In the 1959 Census, only 21% Jews named Yiddish as their first language (in 1926 -72%).80 Even in 1970s they used to say that “Russian Jewry, which was [in the past] the most Jewish Jewry in the world, became the least Jewish.”81 “The current state of Soviet society is fraught with destruction of Jewish spiritual and intellectual potential.”82 Or as another author put it: the Jews in the Soviet Union were neither “allowed to assimilate,” nor were they “allowed to be Jews.”83
Yet Jewish identity was never subdued during the entire Soviet period.

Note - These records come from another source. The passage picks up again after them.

Issue #371, opened 2025-07-20
Display the time of a running build on the queue page


Kobzol:
See https://github.com/rust-lang/homu/issues/64.

Kobzol:
It would also be nice to show expected end time (based on historical average of CI times).

LimpSquid:
@bncer Unfortunately I did not have the time to work on it yet. Feel free to pick it up.

bncer:
@LimpSquid Thank you!

Kobzol:
Sure! I think that @Sakib25800 is working (or planning to work) on other things related to rollups now, so this should be free to be picked up.

Maybe I'd start with showing how long the current build takes. The UX might be a bit tricky to avoid having too much data in the table, but maybe it won't be that wide and it will be fine.

Eventually, it would be cool to compute the historical average, and then display a mini progress bar of expected duration :)

PR #459, opened 2025-11-16
Add elapsed time in pending status

bncer:
Closes [#371](https://github.com/rust-lang/bors/issues/371)

Display elapsed time

Currently it's not live, it shows within template.

### DIFF
--- a/src/templates.rs
+++ b/src/templates.rs
@@ -3,6 +3,7 @@ use crate::database::{
 };
 use askama::Template;
 use axum::response::{Html, IntoResponse, Response};
+use chrono::{DateTime, Local, Utc};
 use http::StatusCode;
 
 /// Build status to display on the queue page.
@@ -67,6 +68,12 @@ pub struct QueueTemplate {
     pub prs: Vec<PullRequestModel>,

In 1966 the official mouthpiece Sovetish Heymland claimed that “even assimilated Russian-speaking Jews still retain their unique character, distinct from that of any other segment of population.”84 Not to mention the Jews of Odessa, Kiev, and Kharkov, who “sometimes were even snooty about their Jewishness – to the extent that they did not want to befriend a goy.”85
Scientist Leo Tumerman ( already in Israel in 1977) recalls the early Soviet period, when he used to “reject any nationalism.” Yet now, looking back at those years: “I am surprised to notice what I had overlooked then: despite what appeared to be my full assimilation into the Russian life, the entire circle of my close and intimate friends at that time was Jewish.”86
The sincerity of his statement is certain – the picture is clear. Such things were widespread and I witnessed similar situations quite a few times, and Russians people did not mind such behavior at all.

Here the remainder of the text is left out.